External Filebeat plus Logstash best approach

Hi everyone,
our system takes data from thousand of clients. Basically, we develop a client software which each of our clients install and run. That SW connects to our system (in our network). Our idea is to install Filebeat in each client machine to connect to Logstash. We have Logstash servers but we don't want to expose them externally. So we don't know which would be the best approach to follow. Do we have a way to protect the Logstash servers? Should we create an specific and own Logstash instance? Could we do that in Mesos using Docker? If we have to do that, how can we expose the IP? Or should we expose a microservice? How do we deal with the protocol used by Filebeat and Logstash, and HTTP?
I really appreciate your help.
Thanks!

If you don't expose something externally I don't see how you're going to pull this off. You could put one or more Logstash servers in a DMZ and allow external access to those servers.

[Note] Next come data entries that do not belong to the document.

PR #358, opened 2024-08-24
Support for OTP 27 Sigils & Triple Quoted Strings

### LINKED ISSUE #355: OPT 27's `-moduledoc """` makes `erlfmt` fail
Failure is something like `_build/default/plugins/erlfmt/src/erlfmt_parse.yrl:98:71: Warning: expression updates a literal`

I'm guessing you're aware of the issue, by now, but this can serve as a way to follow-up on when a fix is coming. 👍 

Thanks.

maennchen:
Sigils: https://www.erlang.org/blog/highlights-otp-27/#sigils
Triple Quoted Strings: https://www.erlang.org/blog/highlights-otp-27/#triple-quoted-strings

Also adds tests for documentation attributes. See: https://www.erlang.org/blog/highlights-otp-27/#overhauled-documentation-system

Resolves #355

### DIFF
--- a/src/erlfmt_parse.yrl
+++ b/src/erlfmt_parse.yrl
@@ -608,7 +608,7 @@ atomic -> string : '$1'.
 atomic -> string concatables : {concat, ?range_anno('$1', '$2'), ['$1' | ?val('$2')]}.
 atomic -> macro_call_none concatables : {concat, ?range_anno('$1', '$2'), ['$1' | ?val('$2')]}.
 atomic -> macro_string concatables : {concat, ?range_anno('$1', '$2'), ['$1' | ?val('$2')]}.
-atomic -> sigil_prefix string sigil_suffix : {sigil, ?range_anno('$1', '$3'), {'$1', '$2', '$3'}}.
+atomic -> sigil_prefix string sigil_suffix : {sigil, ?range_anno('$1', '$3'), '$1', '$2', '$3'}.
 
 concatables_no_initial_call -> concatable_no_call concatables : {['$1' | ?val('$2')], ?anno('$2')}.
 concatables_no_initial_call -> concatable_no_call : {['$1'], ?anno('$1')}.
--- a/src/erlfmt_parse.yrl
+++ b/src/erlfmt_parse.yrl
@@ -62,7 +62,8 @@ char integer float atom string var
 '<<' '>>'
 '?' '!' '=' '::' '..' '...'
 spec callback define_expr define_type define_clause standalone_exprs % helper
-dot.
+dot
+sigil_prefix sigil_suffix.
 
 %% Conflict comes from optional parens on macro calls.
 Expect 1.
@@ -607,6 +608,7 @@ atomic -> string : '$1'.
 atomic -> string concatables : {concat, ?range_anno('$1', '$2'), ['$1' | ?val('$2')]}.
 atomic -> macro_call_none concatables : {concat, ?range_anno('$1', '$2'), ['$1' | ?val('$2')]}.
 atomic -> macro_string concatables : {concat, ?range_anno('$1', '$2'), ['$1' | ?val('$2')]}.
+atomic -> sigil_prefix string sigil_suffix : {sigil, ?range_anno('$1', '$3'), {'$1', '$2', '$3'}}.
 
 concatables_no_initial_call -> concatable_no_call concatables : {['$1' | ?val('$2')], ?anno('$2')}.
 concatables_no_initial_call -> concatable_no_call : {['$1'], ?anno('$1')}.
--- a/src/erlfmt_scan.erl
+++ b/src/erlfmt_scan.erl
@@ -235,14 +235,7 @@ drop_initial_white_space(Rest) ->
 
 -spec stringify_tokens([erl_scan:token()]) -> string().
 stringify_tokens(Tokens) ->
-    lists:flatmap(fun stringify_token/1, Tokens).
-
--spec stringify_token(erl_scan:token()) -> string().
-stringify_token(Token) ->
-    case erl_scan:text(Token) of
-        undefined -> "";
-        Text -> Text
-    end.
+    lists:flatmap(fun erl_scan:text/1, Tokens).
 
 -spec split_tokens([erl_scan:token()], [erl_scan:token()]) ->
     {[token()], [erl_scan:token()], [comment()], [token()]}.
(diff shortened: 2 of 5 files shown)


eproxus:
Lovely! I had just started on a similar PR myself 😄 

Does it support triple quoted strings in documentation attributes? I didn't see a specific test case about that:

```erlang
-module(foo).
-moduledoc """
The module.
""".

-doc """
The function.

Long description.
""".
f() -> ok.
```

Also, does it re-indent triple quoted strings. E.g. from:

```erlang
f() ->
    """
the
  long
     string
""".
```
to
```erlang
f() -> 
    """
    the
      long
         string
    """.
```


I used the following test module `test/erlfmt_SUITE_data/triple_quoted_strings.erl`:
```erlang
-module(triple_quoted_strings).
-moduledoc """
abc
""".

-doc "foobar".
-type my_type :: integer().

-doc """
     baz
         extra
     """.
-opaque otype :: integer().

-doc "qux"
foo() ->
    """
    foo
    """.

bar() ->
"""
the
  long
     string
""".
```
Together with the desired result `test/erlfmt_SUITE_data/triple_quoted_string.erl.formatted`:
```erlang
-module(triple_quoted_strings).
-moduledoc """
abc
""".

-doc "foobar".
-type my_type :: integer().

-doc """
     baz
         extra
     """.
-opaque otype :: integer().

-doc "qux"
foo() ->
    """
    foo
    """.

bar() ->
    """
    the 
      long
         string
    """.
```
as a test driver, though I'm not 100% sure about if the result will be correct since I never finished implementing the indentation logic.

maennchen:
> Does it support triple quoted strings in documentation attributes? I didn't see a specific test case about that:

Yes.

https://github.com/WhatsApp/erlfmt/pull/358/files#diff-ca49d93bca04b364c997af828c3aaf95beff334a9307b97fb1317b1721812ae4R4271

> Also, does it re-indent triple quoted strings. E.g. from:

No, I haven't looked at indentation. But that would be a good feature to have.

I don't have the time right now to also get into this myself, but I would be very happy to collaborate to create a shared PR combined with your indentation logic. Do you want to send a PR to my PR branch? :D

michalmuskala:
Thank you for the PR, this is great!

I agree we do need to handle indentation of the tripple-quote strings before merging. The test example that @eproxus gave is a good one to include, however I see an inconsistency with:
```erl
-moduledoc """
abc
""".

-doc """
     baz
         extra
     """.
```
I believe both should end up indented like the `-moduledoc` to end up with:
```erl
-moduledoc """
abc
""".

-doc """
baz
    extra
""".
```

As to the particular approach, I'm generally fine with a hacky solution - the formatter has many of those already 😅

src/erlfmt_parse.yrl
```diff
@@ -607,6 +608,7 @@ atomic -> string : '$1'.
 atomic -> string concatables : {concat, ?range_anno('$1', '$2'), ['$1' | ?val('$2')]}.
 atomic -> macro_call_none concatables : {concat, ?range_anno('$1', '$2'), ['$1' | ?val('$2')]}.
 atomic -> macro_string concatables : {concat, ?range_anno('$1', '$2'), ['$1' | ?val('$2')]}.
+atomic -> sigil_prefix string sigil_suffix : {sigil, ?range_anno('$1', '$3'), {'$1', '$2', '$3'}}.
```
michalmuskala, line 611: We can skip the inner tuple here
```suggestion
atomic -> sigil_prefix string sigil_suffix : {sigil, ?range_anno('$1', '$3'), '$1', '$2', '$3'}.
```

src/erlfmt_scan.erl
```diff
@@ -235,7 +235,14 @@ drop_initial_white_space(Rest) ->
 
 -spec stringify_tokens([erl_scan:token()]) -> string().
 stringify_tokens(Tokens) ->
-    lists:flatmap(fun erl_scan:text/1, Tokens).
+    lists:flatmap(fun stringify_token/1, Tokens).
+
+-spec stringify_token(erl_scan:token()) -> string().
+stringify_token(Token) ->
+    case erl_scan:text(Token) of
+        undefined -> "";
```
michalmuskala, line 243: In what case does this happen? This is used when skipping formatting and I'm afraid it might end up with some inconsistencies in this case.
I'd like to understand when `undefined` is a case here so we can properly test it

eproxus:
@michalmuskala I added the second in the sense of that the tool should try to keep the existing desire of the user if possible (as is done with line breaks somewhat). But perhaps for indentation that rule is not really applied now that I think about it...

test/erlfmt_format_SUITE.erl
```diff
@@ -232,6 +238,30 @@ literals(Config) when is_list(Config) ->
     ?assertSame("_Bar\n"),
     ?assertFormat("$ ", "$\\s\n").
 
+-if(?OTP_RELEASE >= 27).
```
michalmuskala, line 241: I don't think this needs to be a compile-time check. A runtime check would be enough since it doesn't use any of the new features inline.

I would suggest adding a `otp_27_features` group and then have an `init_per_group` callback with the check:
```erl
init_per_group(otp_27_features, Config) ->
    case erlang:system_info(otp_release) >= "27" of
        true -> Config;
        false -> {skip, "Skipping tests for features from OTP >= 27"}
    end;
init_per_group(_, Config) ->
    Config.
```

michalmuskala:
@eproxus in general we retain line breaks introduced by the user, but we do re-indent everything according to the rules

eproxus:
@michalmuskala Makes sense!

@maennchen Do you want a PR with my stuff right now to your branch, or would you rather fix the comments first?

src/erlfmt_scan.erl
maennchen: Hm, I though this was triggered by the sigil suffix (when empty). But it seems by implementing the sigils correctly, they no longer cause it to produce `undefined`. I'll remove the change.

maennchen:
@eproxus Fixes are done. Go ahead :)

michalmuskala:
Is this ready to merge? Or should I wait for the work on indentation?

eproxus:
I think the PR is good enough to add compatibility for OTP 27. I got stuck in the rabbit whole of actually implementing indentation and didn't succeed yet. @maennchen Do you want my half-working code there?

maennchen:
@michalmuskala We can merge this without indentation support. 👍

@eproxus I don't plan on working on the indentation. But if anyone else wants to, it might be good to push the code somewhere so that they can look at the work you already did.

michalmuskala:
I'll look into properly handling indentation myself

Thank you both for working on this! ❤️

michalmuskala:
Support for indentation was implemented in https://github.com/WhatsApp/erlfmt/pull/362 and I cut a 1.5.0 release with support for the new OTP 27 features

If you don't want the DMZ servers to be able to connect to servers in your internal network you can spin up a broker (Redis, RabbitMQ, ...) in the DMZ and pull from those queues from the internal network.

Systems don't want to connect directly to Logstash servers because any flaw in Logstash could be exploited. Could you elaborate the Redis solution? How woulf Filebeat connect to that?

Thanks.

Filebeat has built-in Redis support (https://www.elastic.co/guide/en/beats/filebeat/current/redis-output.html), so if it's acceptable for clients to connect to Redis then that's a good option. You would then have a Redis server in the DMZ and would connect to it from your internal network to pull the messages.

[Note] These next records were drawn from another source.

PR #359, opened 2024-08-28
Allow providing an optional reason when using erlfmt-ignore

jcpetruzza:
Right now only trailing spaces and `%` are allowed in an `erlfmt-ignore`. We make it so that anything after the `erlfmt-ignore` is discarded, effectively allowing for the user to document why formatting is disabled


michalmuskala:
Thank you! ❤️

PR #360, opened 2024-08-28
Allow erlfmt:ignore to be used in addition to erlfmt-ignore

jcpetruzza:
This puts erlfmt in line with other tools that use the format `toolname:ignore` to disable warnings, and makes it easier for developers to "guess" the correct incantation


michalmuskala:
Thank you! ❤️

PR #365, opened 2024-12-06
Set escript main parameter

dmitrivereshchagin:
If this parameter is not specified explicitly, erlfmt cannot be installed under a non-standard name:

    % cp _build/release/bin/erlfmt erlfmt-1.5.0
    % ./erlfmt-1.5.0
    escript: exception error: undefined function 'erlfmt-1.5':main/1
    ...

### DIFF
--- a/rebar.config
+++ b/rebar.config
@@ -8,7 +8,7 @@
 
 {escript_name, erlfmt}.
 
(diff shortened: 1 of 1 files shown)


michalmuskala:
Thank you! ❤️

Can a Logstash instance receive data from both a Redis queue and a Filebeat? Or should we create a new Logstash instance for each? Besides my problem, I mean, if I can or cannot expose a Logstash server, isn't it better to have Redis as buffer? Because I read that Redis can act as a buffer. If I understood ok, Logstash will ask for the events to Redis only when it has time to deal with it. Is it so?

Can a Logstash instance receive data from both a Redis queue and a Filebeat?

Yes.

Besides my problem, I mean, if I can or cannot expose a Logstash server, isn't it better to have Redis as buffer?

Sure.

Because I read that Redis can act as a buffer. If I understood ok, Logstash will ask for the events to Redis only when it has time to deal with it. Is it so?

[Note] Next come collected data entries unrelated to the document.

PR #366, opened 2025-01-29
Support trailing commas and semis

michalmuskala:
They will be just removed when formatting, allowing more "sloppy" code before reformatting, increasing usability of erlfmt.


elbrujohalcon:
I don't think I can persuade you folks from discarding this idea, but FWIW… It doesn't seem like a great one to me as it might just hide issues (particularly missing or misplaced clauses or expressions in a function). Is there any possibility that you would consider using a configuration parameter to enable/disable this behaviour? I don't mind if it's in "patch sloppy code" mode as a default, but I would very much like to be able to set it to "I can fix my syntax errors myself, thank you very much" mode.

elbrujohalcon:
Woah… took me too much to write that comment, I see… 🤷🏻

PR #367, opened 2025-04-25
Fix bug where two contiguous ignore-begin blocks results in an error

ruippeixotog:
Erlfmt currently can't parse two contiguous `erlfmt:ignore-begin` / `erlfmt:ignore-end` blocks. When we parse the first `ignore-end` we leave the formatter in an "end" state and don't clear it before the next "begin" since we don't run `ignore_state_pre` or `ignore_state_post` until the next non-comment. erlfmt doesn't handle transitions from `end` to `begin`, resulting in an error.

After checking the code, it's unclear to me why we need an `end` state in the first place - we always end up transforming it in `false` whenever we start or finish processing a statement. On this PR I'm simplifying things by simply setting the state to `false` after an `erlfmt:ignore-end` statement.

The unit test added fails in master and can be used to confirm the fix.

### DIFF
--- a/src/erlfmt.erl
+++ b/src/erlfmt.erl
@@ -538,15 +538,11 @@ parse(Tokens) ->
     end.
 
 ignore_state_pre(PreComments, FileName, Acc) ->
-    case ignore_state(PreComments, FileName, Acc) of
-        'end' -> false;
-        Other -> Other
-    end.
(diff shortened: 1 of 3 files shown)


michalmuskala:
Thank you! ❤️

The CI failing is due to ubuntu 20.04 deprecation, I'll fix that separately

Logstash reads from all configured inputs with the same priority.

Ok. What is the advantage of put Redis between Filebeat and Logstash?

It acts as a buffer that can absorb message surges. It also makes it easy to load balance the event processing by spinning up multiple Logstash instances.

Also, does that even matter if the external clients aren't allowed to connect directly to Logstash?

This topic was automatically closed 28 days after the last reply. New replies are no longer allowed.